Recoil: A Sane Reaction to Guns

01/12/2011 03:23 pm ET | Updated May 25, 2011


I'm going to say what a blogger can and a politician can't. Guns suck. Guns are bad. I hate guns.

A national gun control strategy is the only hope to stave off our prodigious level of gun violence, but advocating such a policy is more politically dangerous than pushing for cuts in Social Security. That's because a startling majority of Americans like guns. They think guns are good. They would rather kill someone who was trying to break into their house then part with some replaceable property. In fact, I would posit that many Americans would consider such an opportunity to use a gun a highlight of their life.

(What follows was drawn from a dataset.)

PR #320, opened 2021-03-08
Add self vet feature to Middleware

MKodde:
This option was added throughout the application. The setting will be saved to the event store, but is also projected to the institution configuration projection. This way the setting can be retrieved via the Middelware management API. At this location the option is also evaluated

The divide between fantasy and reality is mind-boggling. The fantasy is that a woman pulls a gun on a potential rapist; the reality is that she is killed by a stalking ex-boyfriend. The fantasy is that Clint Eastwood cleans the neighborhood of gangs -- the reality is that young men of color are killing each other at genocidal rates. We have the highest rate of gun ownership and incarceration in the world -- yet compared to France or Germany our gun homicide rate is sky high. These are murders overwhelmingly committed by someone known by the victim. The idea that millions of Americans are protecting themselves against violent crime by strangers is a delusion, a macho fantasy, a farce.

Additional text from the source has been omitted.